Top of Material supplied

PR #948, opened 2016-12-24
Add UI tests to travis CI and add 10.12 as latest SDK to check

zorgiepoo:
This may or may not work on Travis depending on it if allows the UI accessibility stuff. I just hope it doesn't hang..

Also, I noticed we have hardcoded versions for the SDKs and 10.12 wasn't included. Is it possible to do something a bit better so we don't forget to add new versions?

### DIFF
--- a/Makefile
+++ b/Makefile
@@ -31,9 +31,14 @@ ci:
 			( rm -rf build && xcodebuild -sdk "macosx10.$$i" -scheme Distribution -configuration Coverage -derivedDataPath build ) || exit 1 ; \
 		fi ; \
 	done
-	for i in {10..11} ; do \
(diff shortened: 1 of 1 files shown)


zorgiepoo:
Ack,

> Unable to run UI Tests because Xcode Helper does not have permission to use Accessibility. To enable UI testing, go to the Security & Privacy pane in System Preferences, select the Privacy tab, then select Accessibility, and add Xcode Helper to the list of applications allowed to use Accessibility If you believe this error represents a bug, please attach the log file at

kornelski:
I'm assuming travis as a product is dying, so there's no point waiting for that.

Bottom of Material supplied

The problem |
For this exercise, all the data must be repeated exactly.

Answer |
PR #948, opened 2016-12-24
Add UI tests to travis CI and add 10.12 as latest SDK to check

zorgiepoo:
This may or may not work on Travis depending on it if allows the UI accessibility stuff. I just hope it doesn't hang..

Also, I noticed we have hardcoded versions for the SDKs and 10.12 wasn't included. Is it possible to do something a bit better so we don't forget to add new versions?

### DIFF
--- a/Makefile
+++ b/Makefile
@@ -31,9 +31,14 @@ ci:
 			( rm -rf build && xcodebuild -sdk "macosx10.$$i" -scheme Distribution -configuration Coverage -derivedDataPath build ) || exit 1 ; \
 		fi ; \
 	done
-	for i in {10..11} ; do \
(diff shortened: 1 of 1 files shown)


zorgiepoo:
Ack,

> Unable to run UI Tests because Xcode Helper does not have permission to use Accessibility. To enable UI testing, go to the Security & Privacy pane in System Preferences, select the Privacy tab, then select Accessibility, and add Xcode Helper to the list of applications allowed to use Accessibility If you believe this error represents a bug, please attach the log file at

kornelski:
I'm assuming travis as a product is dying, so there's no point waiting for that.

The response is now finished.